While they conveniently ignored that most of their work consisted of transcribing cliches and moralizing about games they barely understood, they had a valid point: it's not enough to merely criticize the current product, you have to offer something better. Nihilism isn't a sustainable philosophy.
As scandal (OJ) after scandal (Kobe) after scandal (Tiger) has made clear, access to athletes can cloud as much as illuminate our knowledge of them. Audiences still didn't have the faintest idea of what their heroes were really about. But if the critique Simmons represented by "reporting" from his couch was valid, what should replace the story of the athlete?
Much of Grantland's writing seems to offer the same answer: the story of the writer.
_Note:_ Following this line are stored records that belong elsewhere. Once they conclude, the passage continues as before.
PR #24, opened 2014-08-30
Remove unnecessary links against various libraries.

berenm:
This removes some unnecessary linkage between gemrb executable and CMAKE_DL_LIBS / CMAKE_THREAD_LIBS_INIT on Linux, and adds required linkage between gemrb_core and CMAKE_DL_LIBS.

The patch was written for debian packaging, to fix some lintian warnings about unnecessary linkage, but may not be correct for other platforms. Feel free to adapt / ignore / comment.


lynxlynxlynx:
This wasn't merged because the first part looks wrong and the second part isn't necessary (already done). Today a new version was released, so please recheck with lintian when packaging.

Katey Baker uses the last ten years of New York Knick basketball to tell the story of her fandom, while Chris Jones uses an AL East baseball game to relive his gig as a beat-writer a decade ago and explore how he's changed in the ensuing decade.
What Grantland seems to have forgotten is that the writer isn't all that interesting a character. They are the observer not the performer. It's reflective of a culture where people assume that everything they do is interesting, because they are doing it!
On its own merits, Schur and Dimeo's piece is well-written and funny. But the writers for one of the funniest shows on TV don't need ESPN's platform to snark about sports, they can set up a blogspot account and people will come to them. But sending a writer half-way around the globe for a month to cover an obscure sport and publish a sprawling treatise? That's something no newspaper would ever dream of doing and fewer and fewer magazines could afford to do.
Grantland's been given an incredible opportunity to use the platform of one of the biggest media organizations in the world to write about sports and all that they imply; it would be a shame if they used it to write about themselves.